В конкретном изображении чувства Газданов тоже плывет против течения. От сдержанной точности, характерной для литературы девятнадцатого
«Я вошел. Мы выпили чай в молчании. Мне было тяжело, я подошел к Клэр и сказал: – Клэр, не надо на меня сердиться. Я ждал встречи с вами десять лет. И я ничего у вас не прошу. – Я хотел прибавить, что такое долгое ожидание дает право на просьбу о самом простом, самом маленьком снисхождении; но глаза Клэр из серых стали почти черными; я с ужасом увидел – так как слишком долго этого ждал и перестал на это надеяться, – что Клэр подошла ко мне вплотную и ее грудь коснулась моего двубортного застегнутого пиджака; она обняла меня, лицо ее приблизилось; ледяной запах мороженого, которое она ела в кафе, вдруг почему-то необыкновенно поразил меня; и Клэр сказала: “Comment ne compreniez vous pas?..” <“Как, вы не понимали?..” (фр.) – Перев. автора.>, – и судорога прошла по ее телу. Туманные глаза Клэр, обладавшие даром стольких превращений, то жестокие, то бесстыдные, то смеющиеся, – мутные ее глаза я долго видел перед собой; и когда она заснула, я повернулся лицом к стене и прежняя печаль посетила меня; печаль была в воздухе, и прозрачные ее волны проплывали над белым телом Клэр, вдоль ее ног и груди; и печаль выходила изо рта Клэр невидимым дыханием».
Так выглядит ключевая сцена соединения любимых.
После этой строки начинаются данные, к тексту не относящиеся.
PR #1586, opened 2020-01-08
Only pin specific PyYAML for python 3.4

tilne:
This commit conditionally specifies the PyYAML version installed as a
ParallelCluster dependency based on the version of python used.

PyYAML 5.3 is not compatible with python 3.4, so for this version of
python, pin to 5.2. Otherwise, use the latest compatible version.

Note that the corresponding `requirements.txt` still pins to 5.2.

### DIFF
--- a/cli/setup.py
+++ b/cli/setup.py
@@ -28,7 +28,7 @@ REQUIRES = [
     "tabulate>=0.8.2,<=0.8.3",
     "ipaddress>=1.0.22",
     "enum34>=1.1.6",
-    "PyYAML==5.2",
+    "PyYAML==5.2" if sys.version_info.major == 3 and sys.version_info.minor <= 4 else "PyYAML>=5.1.2",
 ]
 
 if sys.version_info[0] == 2:
--- a/CHANGELOG.rst
+++ b/CHANGELOG.rst
@@ -2,6 +2,13 @@
 CHANGELOG
 =========
 
+X.X.X
+====
+
+**CHANGES**
+
+* Use version 5.2 of PyYAML for python 3 versions of 3.4 or earlier.
+
 2.5.1
 =====
 
--- a/cli/requirements34.txt
+++ b/cli/requirements34.txt
@@ -4,4 +4,4 @@ tabulate>=0.8.2
 ipaddress>=1.0.22
 enum34>=1.1.6
 configparser>=3.5.0
-PyYAML>=5.1.2
+PyYAML==5.2


cli/setup.py
```diff
@@ -28,7 +28,7 @@ def readme():
     "tabulate>=0.8.2,<=0.8.3",
     "ipaddress>=1.0.22",
     "enum34>=1.1.6",
-    "PyYAML==5.2",
+    "PyYAML==5.2" if sys.version_info.major == 3 and sys.version_info.minor == 4 else "PyYAML>=5.2",
```
lukeseawalker: Does PyYAML 5.3 not work only with Python 3.4 or even with previous version like 3.3?

tilne: It doesn't work with any of 3.0-3.4. Here's what you get when you try to install 5.3 with python3.4:
```
❯ pip install pyyaml==5.3
DEPRECATION: Python 3.4 support has been deprecated. pip 19.1 will be the last one supporting it. Please upgrade your Python as Python 3.4 won't be maintained after March 2019 (cf PEP 429).
Collecting pyyaml==5.3
  Using cached https://files.pythonhosted.org/packages/3d/d9/ea9816aea31beeadccd03f1f8b625ecf8f645bd66744484d162d84803ce5/PyYAML-5.3.tar.gz
ERROR: PyYAML requires Python '>=2.7, !=3.0.*, !=3.1.*, !=3.2.*, !=3.3.*, !=3.4.*' but the running Python is 3.4.10
```

sean-smith: https://github.com/yaml/pyyaml/blob/master/setup.py#L314

tilne:
> Can you please explain what you mean with
> "Note that the corresponding requirements.txt still pins to 5.2."
> I see in the requirements.txt there is a
> `PyYAML>=5.1.2`

The most recent version pins to 5.2. It was merged into develop as part of this PR: https://github.com/aws/aws-parallelcluster/pull/1578.

cli/setup.py
lukeseawalker: Ok can we put `sys.version_info.minor <= 4` then?

tilne: Sure thing.

lukeseawalker:
> > Can you please explain what you mean with
> > "Note that the corresponding requirements.txt still pins to 5.2."
> > I see in the requirements.txt there is a
> > `PyYAML>=5.1.2`
> 
> The most recent version pins to 5.2. It was merged into develop as part of this PR: #1578.

OK, I was looking at the wrong code version =)
In the past we had different requirements file depending on the python version, see https://github.com/aws/aws-parallelcluster/tree/v2.0.0/cli
not sure but maybe an idea could be to have a `requirements34.txt` with "PyYAML>=5.1.2, <=5.2", and a `requirements.txt` with just "PyYAML>=5.1.2"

Предметные подробности заменяются метафорической вязью, конкретное изображение – лейтмотивной деталью («туманные глаза Клэр, обладавшие даром стольких превращений»: серые, почти черные, жестокие, бесстыдные, смеющиеся, мутные), физиология – поэзией.
Газданова, как уже упоминалось, в тридцатые годы чаще всего ставили в один ряд с Набоковым. Какое-то время они воспринимались как литературные соперники. Эта параллель, действительно, представляется самой очевидной и самой сильной.
Дневные и ночные дороги двух писателей оказались, однако, в итоге так далеки, что говорить о сходстве и здесь можно лишь для обозначения различий.
Газданов четырьмя годами моложе Набокова. Первый набоковский роман «Машенька» (1926) теми же четырьмя годами старше «Вечера у Клэр». Это четырехлетие, минимальная, в общем, граница, оказалось, однако, пропастью между эпохами и поколениями, абсолютным разрывом.
Между текстами есть очевидное фабульное сходство. Привычный любовный треугольник приобретает в обоих романах необычный вид: соперником героя в отношениях с женщиной оказывается не другой (хотя у обеих героинь к моменту повторной встречи-невстречи уже есть мужья), а собственное прошлое.
Но разрешаются конфликты принципиально по-разному.
Набоковский роман – история в тургеневском духе на современном материале. Для Ганина любовь к девушке, ставшей женой другого, неотрывна от прошлого, от родного пейзажа, от России. Его отказ от новой встречи в финале объясняется неразрывностью героини и родного ландшафта. «Ганин глядел на легкое небо, на сквозную крышу – и уже чувствовал с беспощадной ясностью, что его роман с Машенькой кончился навсегда. Он длился всего четыре дня, – эти четыре дня были быть может счастливейшей порой его жизни. Но теперь он до конца исчерпал свое воспоминанье, до конца насытился им, и образ Машеньки остался вместе с умирающим старым поэтом там, в доме теней, который уже сам стал воспоминаньем. И кроме этого образа, другой Машеньки нет и быть не может» («Машенька», гл. XVII).